▶ **THE TASK**
Nothing in the listing below should be skipped, so transcribe it all exactly.

▶ **RECORDED DATA**
Segment Open

PR #3117, opened 2015-11-04
Fixed race condition in reachability callback delivery

MichaelHackett:
This is an alternative implementation of a previous attempt to fix a race condition in reachability notifications, particularly with domain-name-based associations. However, we encountered cases where the status-change callback could still receive notifications out of order, due to one path executing the callback immediately on the runloop thread and the other queuing the callback onto the GCD main queue (which is _serviced_ by the same run loop, but the order in which queue blocks and other run loop callbacks are executed is not easy to determine).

Segment Closed

▶ **ANSWER TO THIS EXERCISE**
PR #3117, opened 2015-11-04
Fixed race condition in reachability callback delivery

MichaelHackett:
This is an alternative implementation of a previous attempt to fix a race condition in reachability notifications, particularly with domain-name-based associations. However, we encountered cases where the status-change callback could still receive notifications out of order, due to one path executing the callback immediately on the runloop thread and the other queuing the callback onto the GCD main queue (which is _serviced_ by the same run loop, but the order in which queue blocks and other run loop callbacks are executed is not easy to determine).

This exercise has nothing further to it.